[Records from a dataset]
Issue #89, opened 2021-04-21
sell_complete_set can corrupt the storage


sea212:
Issue: See title
https://github.com/zeitgeistpm/zeitgeist/blob/1355f47d8a3a792a7693f90de89548be20b99439/zrml/prediction-markets/src/lib.rs#L687-L696

Potential solutions: transact after every asset has been checked or use transactional attribute.

PR #117, opened 2021-05-04
Fix potential storage corruption in sell_complete_set

sea212:
Issue: #89 

Fix: Verify first, write last. This PR also updates `TransactionByteFee` from `1 * MILLICENTS` to `10 * MILLICENTS`, based on the example of Polkadot.

### DIFF
--- a/runtime/src/lib.rs
+++ b/runtime/src/lib.rs
@@ -96,7 +96,7 @@ parameter_types! {
   pub const MaxLocks: u32 = 50;
   pub const MinimumPeriod: u64 = SLOT_DURATION / 2;
   pub const SS58Prefix: u8 = 42; // @TODO: Change back to 73 once https://github.com/paritytech/substrate/pull/8509 is merged
-  pub const TransactionByteFee: Balance = 1 * MILLICENTS;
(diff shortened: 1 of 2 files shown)


c410-f3r (approved):
It would be nice to audit all runtime parameters before mainnet because some of them were simply copied and pasted from reference implementations.

Not sure if you guys talked about it but the addition of `transactional` for some PM call entry-points might make sense. For example:  `buy_complete_set`.

sea212:
> It would be nice to audit all runtime parameters before mainnet because some of them were simply copied and pasted from reference implementations.
> 
> Not sure if you guys talked about it but the addition of `transactional` for some PM call entry-points might make sense. For example: `buy_complete_set`.

I totally agree, we should definitely review and imo. also be able to proof why those values are optimal for mainnet launch.

Give me a couple of minutes, I'll update `buy_complete_set`

c410-f3r:
Thanks @sea212 !

lsaether (approved):
Thanks!

I would be quite worried if we are in a situation where `buy_complete_set` needs to revert using transactional since it would require inflation in ZTG to ever reach an amount of outcome assets that would trigger an error. But since we haven't formally proven this is the case, it's probably safer to add it on.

* **Action item**:
Repeat the entries exactly as they appear.

* **Answer space**:
Issue #89, opened 2021-04-21
sell_complete_set can corrupt the storage


sea212:
Issue: See title
https://github.com/zeitgeistpm/zeitgeist/blob/1355f47d8a3a792a7693f90de89548be20b99439/zrml/prediction-markets/src/lib.rs#L687-L696

Potential solutions: transact after every asset has been checked or use transactional attribute.

PR #117, opened 2021-05-04
Fix potential storage corruption in sell_complete_set

sea212:
Issue: #89 

Fix: Verify first, write last. This PR also updates `TransactionByteFee` from `1 * MILLICENTS` to `10 * MILLICENTS`, based on the example of Polkadot.

### DIFF
--- a/runtime/src/lib.rs
+++ b/runtime/src/lib.rs
@@ -96,7 +96,7 @@ parameter_types! {
   pub const MaxLocks: u32 = 50;
   pub const MinimumPeriod: u64 = SLOT_DURATION / 2;
   pub const SS58Prefix: u8 = 42; // @TODO: Change back to 73 once https://github.com/paritytech/substrate/pull/8509 is merged
-  pub const TransactionByteFee: Balance = 1 * MILLICENTS;
(diff shortened: 1 of 2 files shown)


c410-f3r (approved):
It would be nice to audit all runtime parameters before mainnet because some of them were simply copied and pasted from reference implementations.

Not sure if you guys talked about it but the addition of `transactional` for some PM call entry-points might make sense. For example:  `buy_complete_set`.

sea212:
> It would be nice to audit all runtime parameters before mainnet because some of them were simply copied and pasted from reference implementations.
> 
> Not sure if you guys talked about it but the addition of `transactional` for some PM call entry-points might make sense. For example: `buy_complete_set`.

I totally agree, we should definitely review and imo. also be able to proof why those values are optimal for mainnet launch.

Give me a couple of minutes, I'll update `buy_complete_set`

c410-f3r:
Thanks @sea212 !

lsaether (approved):
Thanks!

I would be quite worried if we are in a situation where `buy_complete_set` needs to revert using transactional since it would require inflation in ZTG to ever reach an amount of outcome assets that would trigger an error. But since we haven't formally proven this is the case, it's probably safer to add it on.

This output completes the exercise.